When I first started my current job, I chose Evolution, since that was about the best thing at the time. But somehow, it got dumber. Each new release took away features that I had come to love and depend on. When it started changing the key bindings without allowing me to have a say in the matter, I finally gave up and went with Kontact and Kmail. There are some things about KDE that I really like. One of the things is how customizable things are. I set all my key bindings so things worked for me. By this time, I had accumulated a fair amount of email and I noticed that it took a second or two to change folders. Annoying, but I just dealt with it.
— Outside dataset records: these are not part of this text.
PR #984, opened 2016-08-24
Add support for configuring the IAM role used for the application

ejholmes:
This should be considered experimental for the time being. It allows you to set the IAM role used for an application.

There's still some gotcha's with using this. The primary one being that, if you set the role, attached `emp run's` won't get the role applied, since it's handled by the ECS agent (might work if the ECS agent is running on the host? Need to test).

### DIFF
--- a/scheduler/cloudformation/template.go
+++ b/scheduler/cloudformation/template.go
@@ -29,10 +29,55 @@ var (
 )
 
 // Load balancer types
-var (
+const (
 	classicLoadBalancer     = "elb"
 	applicationLoadBalancer = "alb"
 )
+
+// Returns the type of load balancer that should be used (ELB/ALB).
+func loadBalancerType(app *scheduler.App) string {
+	check := []string{
+		"EMPIRE_X_LOAD_BALANCER_TYPE",
+		"LOAD_BALANCER_TYPE", // For backwards compatibility.
+	}
+
+	for _, n := range check {
+		if v, ok := app.Env[n]; ok {
+			return v
+		}
+	}
+
+	// Default when not set.
+	return classicLoadBalancer
+}
+
+// Returns the name of the CloudFormation resource that should be used to create
+// custom task definitions.
+func taskDefinitionResourceType(app *scheduler.App) string {
+	check := []string{
+		"EMPIRE_X_TASK_DEFINITION_TYPE",
+		"ECS_TASK_DEFINITION", // For backwards compatibility.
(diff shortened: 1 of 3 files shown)


scheduler/cloudformation/template.go
```diff
@@ -235,6 +235,13 @@ func (t *EmpireTemplate) addTaskDefinition(tmpl *troposphere.Template, app *sche
 	cd := t.ContainerDefinition(app, p)
 	containerDefinition := cloudformationContainerDefinition(cd)
 
+	// If provided in the app environment, this role will be used when
+	// running tasks.
+	var taskRole interface{}
+	if arn, ok := app.Env["TASK_ROLE_ARN"]; ok {
```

But on one of my upgrades, I noticed that Kmail was constantly crashing. That is beyond annoying. I moved to Thunderbird. I installed the Lightning extension to allow me to integrate my calendar with my email client like Evo and Kontact. Another year or two goes by and I notice a sufficient number of things about Thunderbird that drive me nuts. Time to move again. I look through the options. I test some out. But they all are SO SLOW.

I start looking at some of the second-tier mail clients, you know, the ones that only have a small following, like Sup, and Notmuch. I like a lot of things about both of those, but neither one is really ready to handle my abusive behavior. They both have powerful searching using the Xapian engine. They both deal very well in threads. Sup even has a UI. Notmuch doesn’t have a UI. I wrote the beginnings of one and decided that there was still way to far to go before I could really use it. I threw my hands up and adopted a Mutt.
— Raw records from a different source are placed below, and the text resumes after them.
PR #985, opened 2016-08-25
Replace safeString with aws.StringValue

Nosajool:
They have the same implementation

From the comment:
https://github.com/remind101/empire/pull/983#discussion_r76170409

Mutt is really a full featured MUA. It doesn’t speak SMTP, it only knows how to speak with a local process such as the venerable Unix Sendmail program. This is perfectly okay, since there are any number of ways to get around this. I chose MSMTP, which runs like sendmail and then makes an SMTP connection to your configured MTA to actually get your mail out there. So my entire mail stack looks something like this:

We have any number of IMAP servers to collect incoming mail. Fetchmail contacts the servers and delivers the mail to my local machine, filtering and tagging the messages on the way. Mutt notices the newly delivered mail and I read it. I reply or send mail and Mutt passes it off to MSMTP, which looks at the envelope from address and chooses the appropriate SMTP server to contact and pass the message off to. The entire stack suits me quite nicely. Each piece does its thing well and does not depend on the other pieces being of any particular brand. I am now free!

But let me tell you, taming your first Mutt is a non-trivial process. I still have not read the entire 12,000 line manual, but I have read much of it, some parts many times. I have spent many hours learning how Mutt does things, what I can change (almost anything) and what I can’t change (very little), customizing key bindings, writing macros, etc. I finally feel like my Mutt and I are getting along. One of the things I really LOVE about my Mutt is that I get to use a *real* editor to compose my mail. Not some clunky built-in, unconfigurable, piece of junk. I use VIM to compose my mail. With a few key settings, it even does syntax highlighting (mail headers, quoted text, etc.), spellchecking and automatic line wrapping for my typed text. It also allows me to paste verbatim text in without messing up its format. I can paste a patch in without whitespace mangling. Hooray. How many other email composers allow this? None that I know of. You don’t like VIM? You can use any editor you like.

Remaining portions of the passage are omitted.